INPUT MATERIAL —

PR #156, opened 2020-07-20
Improves accessibility of single and multi choice

bennapp:
## Motivation
Make things accessible woo! 🥳 

https://www.pivotaltracker.com/story/show/173478278

## Acceptance Criteria 
- Single choice bugs
  - (Only in Chrome) The field label is not read when focusing the input - DONE
  - (Only in Chrome) When selecting a new option, the voiceover reads the last option selected instead of the new one. - DONE
  - (Only in Chrome) When navigating between single choice fields, the labels are sometimes not read.  - DONE
  - The clear icon is in page tab sequence (otherwise a keyboard only user cannot deselect a choice field). Voiceover should read "Remove selected choice" or something - DONE

- Multi choice bugs
  - After selecting a choice, the autocomplete input should get focused - DONE
  - After selecting a choice, voiceover reads what was typed in autocomplete instead of the selected choice (or what should it read?) - DONE
  - The clear all icon is in page tab sequence? Voiceover should read "Remove all selected choices" or something - DONE
  - When invalid, voiceover should read the error message - DONE

## PR upkeep checklist

- [ ] Change log entry
- [x] Label(s)
- [x] Assignee(s)
- [ ] Green Bigmaven CI check

### DIFF
--- a/src/components/__internal__/abstract-custom-field/abstract-custom-field.jsx
+++ b/src/components/__internal__/abstract-custom-field/abstract-custom-field.jsx
@@ -1,9 +1,9 @@
 import React, { useEffect } from 'react';
 import PropTypes from 'prop-types';
-import Icon from '../icon/icon.jsx';
+import Icon from '../../icon/icon.jsx';
 import styles from './abstract-custom-field.css';
-import cautionSvg from '../../svgs/icon-caution-fill.svg';
-import FormControl from '../form-control/form-control.jsx';
+import cautionSvg from '../../../svgs/icon-caution-fill.svg';
+import FormControl from '../../form-control/form-control.jsx';
 
 export default function AbstractCustomField(props) {
   const labelId = `${props.id}-label`;
--- a/src/components/__internal__/abstract-custom-field/abstract-custom-field.jsx
+++ b/src/components/__internal__/abstract-custom-field/abstract-custom-field.jsx
@@ -32,7 +32,6 @@ export default function AbstractCustomField(props) {
         className={styles['input-icon']}
         currentColor="caution"
         name={cautionSvg.id}
-        ariaLabel={'Error'}
         size="medium"
       />);
     }
--- a/src/components/__internal__/abstract-custom-field/abstract-custom-field.jsx
+++ b/src/components/__internal__/abstract-custom-field/abstract-custom-field.jsx
@@ -32,7 +32,7 @@ export default function AbstractCustomField(props) {
         className={styles['input-icon']}
         currentColor="caution"
         name={cautionSvg.id}
-        titleAttrText={'Error'}
+        ariaLabel={'Error'}
         size="medium"
       />);
     }
--- a/src/components/__internal__/abstract-custom-field/abstract-custom-field.test.jsx
+++ b/src/components/__internal__/abstract-custom-field/abstract-custom-field.test.jsx
@@ -77,11 +77,15 @@ describe('AbstractCustomField', () => {
       expect(getByRole('img')).toBeDefined();
     });
 
-    it('renders the error icon first with an error title for accessibility', () => {
-      const icon = <Icon name={calendarSvg.id} currentColor="action" title="Hello" />;
-      const { getAllByRole } = render(<AbstractCustomField {...sharedProps} icon={icon} errorText="yo" />);
-      expect(getAllByRole('img')[0].firstChild).toHaveAttribute('xlink:href', '#icon-caution-fill.svg');
-      expect(getAllByRole('img')[0]).toHaveAttribute('title', 'Error');
+    it('renders the icon passed in', () => {
+      const icon = <Icon name={calendarSvg.id} currentColor="action" title="Hello" ariaLabel={'Label'} />;
+      render(<AbstractCustomField {...sharedProps} icon={icon} errorText="yo" />);
+      expect(screen.getByRole('img', { name: 'Label' }).children[1]).toHaveAttribute('xlink:href', '#icon-calendar-fill.svg');
+    });
+
+    it('renders the error with aria-label for accessibility', () => {
+      render(<AbstractCustomField {...sharedProps} errorText="yo" />);
+      expect(screen.getByRole('img', { name: 'Error' }).firstChild).toHaveAttribute('xlink:href', '#icon-caution-fill.svg');
     });
 
     it('shows no icon by default', () => {
--- a/src/components/__internal__/abstract-custom-field/abstract-custom-field.test.jsx
+++ b/src/components/__internal__/abstract-custom-field/abstract-custom-field.test.jsx
@@ -1,8 +1,8 @@
 import React from 'react';
 import { fireEvent, render, screen } from '@testing-library/react';
 import AbstractCustomField from './abstract-custom-field.jsx';
-import Icon from '../icon/icon.jsx';
-import calendarSvg from '../../svgs/icon-calendar-fill.svg';
+import Icon from '../../icon/icon.jsx';
+import calendarSvg from '../../../svgs/icon-calendar-fill.svg';
 
 describe('AbstractCustomField', () => {
   const sharedProps = {
--- a/src/components/__internal__/abstract-custom-field/abstract-custom-field.test.jsx
+++ b/src/components/__internal__/abstract-custom-field/abstract-custom-field.test.jsx
@@ -27,6 +27,12 @@ describe('AbstractCustomField', () => {
       render(<AbstractCustomField {...sharedProps} ariaProps={ariaProps} />);
       expect(screen.getByLabelText('Test label')).toHaveAttribute('aria-controls', 'test-id-label');
     });
+
+    it('sets aria-describedby to link to a hint and aria-invalid when there are errors', () => {
+      render(<AbstractCustomField {...sharedProps} errorText={'there are errors.'} />);
+      expect(screen.getByLabelText('Test label')).toHaveAttribute('aria-describedby', 'test-idHint');
+      expect(screen.getByLabelText('Test label')).toHaveAttribute('aria-invalid', 'true');
+    });
   });
 
   describe('className API', () => {
@@ -71,10 +77,11 @@ describe('AbstractCustomField', () => {
       expect(getByRole('img')).toBeDefined();
     });
 
-    it('gives preference to the error icon', () => {
+    it('renders the error icon first with an error title for accessibility', () => {
       const icon = <Icon name={calendarSvg.id} currentColor="action" title="Hello" />;
       const { getAllByRole } = render(<AbstractCustomField {...sharedProps} icon={icon} errorText="yo" />);
       expect(getAllByRole('img')[0].firstChild).toHaveAttribute('xlink:href', '#icon-caution-fill.svg');
+      expect(getAllByRole('img')[0]).toHaveAttribute('title', 'Error');
     });
 
     it('shows no icon by default', () => {
--- a/src/components/__internal__/abstract-custom-field/abstract-custom-field.test.jsx
+++ b/src/components/__internal__/abstract-custom-field/abstract-custom-field.test.jsx
@@ -83,11 +83,6 @@ describe('AbstractCustomField', () => {
       expect(screen.getByRole('img', { name: 'Label' }).children[1]).toHaveAttribute('xlink:href', '#icon-calendar-fill.svg');
     });
 
-    it('renders the error with aria-label for accessibility', () => {
-      render(<AbstractCustomField {...sharedProps} errorText="yo" />);
-      expect(screen.getByRole('img', { name: 'Error' }).firstChild).toHaveAttribute('xlink:href', '#icon-caution-fill.svg');
-    });
-
     it('shows no icon by default', () => {
       const { queryByRole } = render(<AbstractCustomField {...sharedProps} />);
       expect(queryByRole('img')).toBeNull();
--- a/src/components/__internal__/abstract-custom-field/abstract-custom-field.test.jsx
+++ b/src/components/__internal__/abstract-custom-field/abstract-custom-field.test.jsx
@@ -31,7 +31,7 @@ describe('AbstractCustomField', () => {
     it('sets aria-describedby to link to a hint and aria-invalid when there are errors', () => {
       render(<AbstractCustomField {...sharedProps} errorText={'there are errors.'} />);
       expect(screen.getByLabelText('Test label')).toHaveAttribute('aria-describedby', 'test-idHint');
-      expect(screen.getByLabelText('Test label')).toHaveAttribute('aria-invalid', 'true');
+      expect(screen.getByLabelText('Test label')).toBeInvalid();
     });
   });
 
--- a/src/components/custom-field-input-multiple-choice/custom-field-input-multiple-choice.jsx
+++ b/src/components/custom-field-input-multiple-choice/custom-field-input-multiple-choice.jsx
@@ -60,10 +60,15 @@ function CustomFieldInputMultipleChoice(props) {
     setAutocompleteValue('');
   }
 
-  function onChoicesClear(event) {
-    event.preventDefault();
+  function clearChoices() {
     setValue([]);
     setExpanded(false);
+    autocompleteRef.current.focus();
+  }
+
+  function onChoicesClear(event) {
+    event.preventDefault();
+    clearChoices();
   }
 
   function onAutocompleteChange(event) {
@@ -151,6 +156,9 @@ function CustomFieldInputMultipleChoice(props) {
                 fill="skip"
                 name={iconClear.id}
                 onClick={onChoicesClear}
+                onEnter={clearChoices}
+                titleAttrText={'Remove selected choice'}
+                tabable={true}
                 ariaLabel={`Remove all selected choices on ${props.label}`}
                 role="button"
               />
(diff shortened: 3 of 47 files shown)


src/components/icon/icon.jsx
```diff
@@ -19,9 +26,10 @@ export default function Icon(props) {
       id={props.id}
       onClick={props.onClick}
       role={props.role}
+      title={props.titleAttrText}
```
juanca, line 29: SVGs don't use the title attribute. They use the nested `<title>` element or the `aria-label` attribute.

> SVG user agents MUST provide an accessible object in the accessibility tree for rendered SVG elements that meet any of the following criteria, unless they are excluded from the accessibility tree per the rules in Excluding Elements from the Accessibility Tree:
> - It has at least one direct child ‘title’ element or ‘desc' element that is not empty after trimming whitespace. User agents MAY include elements with these child elements without checking for valid text content.
> - It has a non-empty (after trimming whitespace) ‘aria-label’ attribute or ‘aria-roledescription’ attribute.
> - It has an ‘aria-labelledby’ attribute or ‘aria-describedby’ attribute containing valid IDREF tokens. User agents MAY include elements with these attributes without checking for validity.

From https://www.w3.org/TR/svg-aam-1.0/

You can test for this too by using user-centric queries (users only click on "visible text" or "screen reader text"):

```
screen.getByRole('img', { name: 'Accessible SVG Name' })
```

More information at https://github.com/testing-library/dom-testing-library/issues/685

src/components/form-control/form-control.jsx
```diff
@@ -37,7 +37,7 @@ export default function FormControl(props) {
         {props.children}
       </div>
       {isInvalid(props.error, props.readOnly) && (
-        <span className={styles['error-message']}>
+        <span id={`${props.id}Hint`} className={styles['error-message']} aria-live="polite" >
```
juanca, line 40: Does the `id` do something in particular in this case? Usually, the ID is associated with another attribute: `label#for` or `element#aria-labelledby`, etc.

src/components/custom-field-input-single-choice/custom-field-input-single-choice.test.jsx
```diff
@@ -258,20 +258,24 @@ describe('src/components/custom-field-input-single-choice/custom-field-input-sin
...
-      userEvent.click(screen.getAllByRole('img')[0]);
-      expect(screen.getByLabelText('Test label', { selector: 'input' })).toHaveValue('');
+    it('clears a value when enter is pressed on the clear icon and the clear icon can be focused for accessibility', () => {
+      const value = { id: 'some-selection', label: 'Some selection' };
+      render(<CustomFieldInputSingleChoice {...requiredProps} value={value} />);
+      expect(screen.getByLabelText('Test label')).toHaveValue('Some selection');
+      userEvent.click(screen.getByLabelText('Test label', { selector: 'input' }));
+      userEvent.tab();
+      expect(screen.getAllByRole('img')[0].firstChild).toHaveFocus();
+      fireEvent.keyDown(screen.getAllByRole('img')[0].firstChild, { key: 'Enter', code: 'Enter' });
```
juanca, line 277: We will want to avoid using `getAll*` queries whenever possible. Since this is an interactive element, it needs to have an accessible name:

```
screen.getByRole('img', { name: 'le name' })
```

src/components/custom-field-input-single-choice/custom-field-input-single-choice.test.jsx
```diff
@@ -258,20 +258,24 @@ describe('src/components/custom-field-input-single-choice/custom-field-input-sin
...
-      expect(screen.getByLabelText('Test label', { selector: 'input' })).toHaveValue('some test text');
-      userEvent.click(screen.getAllByRole('img')[0]);
-      expect(screen.getByLabelText('Test label', { selector: 'input' })).toHaveValue('');
+    it('clears a value when enter is pressed on the clear icon and the clear icon can be focused for accessibility', () => {
+      const value = { id: 'some-selection', label: 'Some selection' };
+      render(<CustomFieldInputSingleChoice {...requiredProps} value={value} />);
+      expect(screen.getByLabelText('Test label')).toHaveValue('Some selection');
+      userEvent.click(screen.getByLabelText('Test label', { selector: 'input' }));
+      userEvent.tab();
+      expect(screen.getAllByRole('img')[0].firstChild).toHaveFocus();
```
juanca, line 276: `screen.getByRole('img', { name: 'le name' })`

src/components/form-control/form-control.jsx
bennapp: So this is used with `aria-describedby`. If the input has `aria-invalid` and `aria-describedby` points to this span, the screen reader will read the error text when you have focus on the input. Pretty cool!

https://accessibility.huit.harvard.edu/provide-helpful-error-messages

eg.
```
<label for="email">Your email</label>
<input type="text" id="email" aria-invalid="true" aria-describedby="emailHint">
<div class="hint" id="emailHint" style="">Please enter a valid email.</div>
```

src/components/icon/icon.jsx
```diff
@@ -19,9 +26,10 @@ export default function Icon(props) {
       id={props.id}
       onClick={props.onClick}
       role={props.role}
```
juanca, line 28: The role needs to be `button` if we are going to make the SVG interactive. 

Though, another thing to consider: what if the SVG is wrapped in a button? Like another component called `SVGButton` and it is basically

```
function SVGButton() {
  return (
    <button>
      <svg ...>
        ....
      </svg>
    <button>
  );
}
```

Or we can have the logic / validation in the SVG component itself.

src/components/icon/icon.jsx
```diff
@@ -11,6 +11,13 @@ export default function Icon(props) {
     props.currentColor === 'skip' ? '' : styles[`color-${props.currentColor}`],
   ].filter(Boolean);
 
+  const tabindex = props.tabable ? '0' : undefined;
+  const onKeyDown = (event) => {
+    if (event.key === 'Enter') {
```
juanca, line 16: We want to support both: `Enter` and `Space`


https://www.w3.org/TR/wai-aria-practices-1.1/#button
https://www.w3.org/TR/wai-aria-practices-1.1/examples/button/button.html

src/components/icon/icon.jsx
```diff
@@ -11,6 +11,13 @@ export default function Icon(props) {
     props.currentColor === 'skip' ? '' : styles[`color-${props.currentColor}`],
   ].filter(Boolean);
 
+  const tabindex = props.tabable ? '0' : undefined;
```
juanca, line 14: We should base this on `props.role`: if it is interactive then we set a tabindex of `0` otherwise `1`

src/components/__internal__/abstract-custom-field/abstract-custom-field.test.jsx
```diff
@@ -71,10 +77,11 @@ describe('AbstractCustomField', () => {
       expect(getByRole('img')).toBeDefined();
     });
 
-    it('gives preference to the error icon', () => {
+    it('renders the error icon first with an error title for accessibility', () => {
       const icon = <Icon name={calendarSvg.id} currentColor="action" title="Hello" />;
       const { getAllByRole } = render(<AbstractCustomField {...sharedProps} icon={icon} errorText="yo" />);
       expect(getAllByRole('img')[0].firstChild).toHaveAttribute('xlink:href', '#icon-caution-fill.svg');
+      expect(getAllByRole('img')[0]).toHaveAttribute('title', 'Error');
```
juanca, line 84: It would be great to refactor this test to use `getByRole('img', { name: 'Error' })` but since it's pre-existing it's just a nice to have. (We only recently found out about `{name: ''}`)

src/components/form-control/form-control.jsx
juanca: Oh, I think I see a test that ensures this ID is part of some `aria-describedby`. I'll make this as resolved.

src/components/__internal__/abstract-custom-field/abstract-custom-field.test.jsx
```diff
@@ -27,6 +27,12 @@ describe('AbstractCustomField', () => {
       render(<AbstractCustomField {...sharedProps} ariaProps={ariaProps} />);
       expect(screen.getByLabelText('Test label')).toHaveAttribute('aria-controls', 'test-id-label');
     });
+
+    it('sets aria-describedby to link to a hint and aria-invalid when there are errors', () => {
+      render(<AbstractCustomField {...sharedProps} errorText={'there are errors.'} />);
+      expect(screen.getByLabelText('Test label')).toHaveAttribute('aria-describedby', 'test-idHint');
```
juanca, line 33: I think this might be the better matcher: https://github.com/testing-library/jest-dom#tohavedescription

src/components/__internal__/abstract-custom-field/abstract-custom-field.test.jsx
```diff
@@ -27,6 +27,12 @@ describe('AbstractCustomField', () => {
...
+      expect(screen.getByLabelText('Test label')).toHaveAttribute('aria-invalid', 'true');
```
juanca, line 34: This is the better matcher: https://github.com/testing-library/jest-dom#tobeinvalid

src/components/custom-field-input-multiple-choice/custom-field-input-multiple-choice.jsx
```diff
@@ -152,6 +158,9 @@ function CustomFieldInputMultipleChoice(props) {
                 fill="skip"
                 name={iconClear.id}
                 onClick={onChoicesClear}
+                onEnter={clearChoices}
+                titleAttrText={'Remove selected choice'}
```
juanca, line 162: Oh, did we find an issue with `ariaLabel`? We should choose one. On that point, I think it makes sense to keep the `on ${props.label}` since we want to indicate the context for the button.

src/components/custom-field-input-single-choice/custom-field-input-single-choice.jsx
```diff
@@ -43,13 +43,17 @@ const CustomFieldInputSingleChoice = forwardRef(function CustomFieldInputSingleC
...
     setSearchValue(undefined);
+    inputRef.current.focus();
   };
 
   const clearIcon = () => {
     if (!props.readOnly && (value || searchValue)) {
       return (<Icon
         name={iconClear.id}
         onClick={clear}
+        onEnter={clear}
```
juanca, line 54: We can clean up the interface by using more user-centric names: instead of `onClick` and `onEnter` we can say `onPress`.

juanca: Though, to stay backwards compatible, we might want to avoid deprecating `onClick` (yet). (Or we can backfill).

src/components/__internal__/abstract-custom-field/abstract-custom-field.test.jsx
bennapp: Maybe we need to bump testing-library? 
```
TypeError: expect(...).toHaveDescription is not a function
```

src/components/form-control/form-control.test.jsx
```diff
@@ -57,6 +57,16 @@ describe('<FormControl>', () => {
...
       expect(screen.getByText('I am an error message')).toBeInTheDocument();
     });
+
+    it('uses aria-live polite to alert users of an error', () => {
+      render(<FormControl {...requiredProps} error="I am an error message" />);
+      expect(screen.getByText('I am an error message')).toHaveAttribute('aria-live', 'polite');
+    });
+
+    it('uses a hint to alert users of the error message', () => {
+      render(<FormControl {...requiredProps} error="I am an error message" />);
```
cincospenguinos, line 67: I think this prop switched over to `errorText`. Is it still `error` in `FormControl`? If so, we may want to update it as well.

src/components/icon/icon.jsx
cincospenguinos: Instead of calling it SVGButton we may want to call it IconButton

bennapp: I went with making the `tabindex` based on `role == 'button'`. That seems sufficient. Are there other pros of creating a button wrapper?

src/components/custom-field-input-multiple-choice/custom-field-input-multiple-choice.jsx
```diff
@@ -152,6 +158,8 @@ function CustomFieldInputMultipleChoice(props) {
                 fill="skip"
                 name={iconClear.id}
                 onClick={onChoicesClear}
+                onEnter={clearChoices}
+                tabable={true}
```
juanca, line 162: Looks like this isn't used anymore

src/components/icon/icon.jsx
```diff
@@ -11,6 +11,13 @@ export default function Icon(props) {
     props.currentColor === 'skip' ? '' : styles[`color-${props.currentColor}`],
   ].filter(Boolean);
 
+  const tabindex = props.role === 'button' ? '0' : undefined;
```
juanca, line 14: I just realized this might have unintended consequences. 

We have to actively manage the page tab sequence in complex components. For example, in a taglist, the taglist component ensures only 1 element within it has `tabindex` of `0` (else it is `-1`). This ensures that a keyboard-only user can navigate through the page quickly without having to go through each single tag in a large taglist.

Looks like I can't verify this in the staging branch -- we need to go through the PR checklist btw. 

If it's odd, we can discuss how to architect this a bit better -- we already have concepts of a component being "active" or "inactive" which is tied to `tabindex` as well.

src/components/icon/icon.jsx
juanca: I think keeping it simpler is better.

src/components/icon/icon.jsx
```diff
@@ -21,7 +28,7 @@ export default function Icon(props) {
       role={props.role}
     >
       { props.title && <title>{props.title}</title> }
-      <use xlinkHref={`#${props.name}`} />
+      <use tabIndex={tabindex} onKeyDown={onKeyDown} xlinkHref={`#${props.name}`} />
```
juanca, line 31: It's odd that the `onKeyDown` is not onthe same element as the `onClick`. Is there a particular reason for that? Normally, we want to keep them on the same element.

src/components/form-control/form-control.test.jsx
juanca: We can make a new story too to avoid having breaking changes in this particular PR (and thus keep the AC for the story focused)

src/components/__internal__/abstract-custom-field/abstract-custom-field.jsx
```diff
@@ -32,6 +32,7 @@ export default function AbstractCustomField(props) {
         className={styles['input-icon']}
         currentColor="caution"
         name={cautionSvg.id}
+        ariaLabel={'Error'}
```
juanca, line 35:
```suggestion
```

As far as I know:

- The error icon isn't interactive (i.e. not focusable) so it does not require a label
- The error icon is already described by the error message so it does not require its own label

src/components/custom-field-input-multiple-choice/custom-field-input-multiple-choice.jsx
juanca: Let's not forget to clean this up

juanca:
I can give this another look over once its greened up.

src/components/custom-field-input-single-choice/custom-field-input-single-choice.jsx
```diff
@@ -43,13 +43,17 @@ const CustomFieldInputSingleChoice = forwardRef(function CustomFieldInputSingleC
...
+        ariaLabel={'Remove selected choice'}
```
Bloodyaugust, line 55: Should this say
```suggestion
        ariaLabel={'Clear selected choice'}
```
To keep the nomenclature consistent?

src/components/custom-field-input-single-choice/custom-field-input-single-choice.test.jsx
```diff
@@ -258,20 +258,24 @@ describe('src/components/custom-field-input-single-choice/custom-field-input-sin
...
+      expect(screen.getByLabelText('Test label', { selector: 'input' })).toHaveFocus();
     });
 
-    it('clears the search value and hides the icon', () => {
-      render(<CustomFieldInputSingleChoice {...requiredProps} />);
-      userEvent.type(screen.getByLabelText('Test label', { selector: 'input' }), 'some test text');
-      expect(screen.getByLabelText('Test label', { selector: 'input' })).toHaveValue('some test text');
-      userEvent.click(screen.getAllByRole('img')[0]);
-      expect(screen.getByLabelText('Test label', { selector: 'input' })).toHaveValue('');
+    it('clears a value when enter is pressed on the clear icon and the clear icon can be focused for accessibility', () => {
```
Bloodyaugust, line 270: Do we also want an expectation about where the focus moves after clear is pressed?

src/components/icon/icon.jsx
```diff
@@ -80,8 +90,10 @@ Icon.defaultProps = {
   fill: 'none',
   id: undefined,
   onClick: () => {},
+  onEnter: () => {},
   role: 'img',
   size: 'medium',
   stroke: 'none',
   title: undefined,
+  active: true,
```
Bloodyaugust, line 98: This should probably be false, so multiple icons on the same page aren't all active.

src/components/icon/icon.jsx
```diff
@@ -11,18 +11,26 @@ export default function Icon(props) {
...
+        tabIndex={tabindex}
+        aria-label={props.ariaLabel}
+        aria-labelledby={props.ariaLabelledBy}
+        className={classes.join(' ')}
+        id={props.id}
+        onClick={props.onClick}
+        role={props.role}
+      >
+        { props.title && <title>{props.title}</title> }
+        <use onKeyDown={onKeyDown} xlinkHref={`#${props.name}`} />
```
Bloodyaugust, line 32: Perhaps we should only attach the `onKeyDown` handler if `props.role === 'button'` to keep it semantic. If we do make this change, the test should change along with it (and probably a new test should exist to cover the new behavior).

REQUIREMENT — In the entries above, restate word for word the lines between the one holding "- [ ] Change log entry" and the one holding "import PropTypes from 'prop-types';", inclusive, and nothing besides.

RESULT OF THE TASK —
- [ ] Change log entry
- [x] Label(s)
- [x] Assignee(s)
- [ ] Green Bigmaven CI check

### DIFF
--- a/src/components/__internal__/abstract-custom-field/abstract-custom-field.jsx
+++ b/src/components/__internal__/abstract-custom-field/abstract-custom-field.jsx
@@ -1,9 +1,9 @@
 import React, { useEffect } from 'react';
 import PropTypes from 'prop-types';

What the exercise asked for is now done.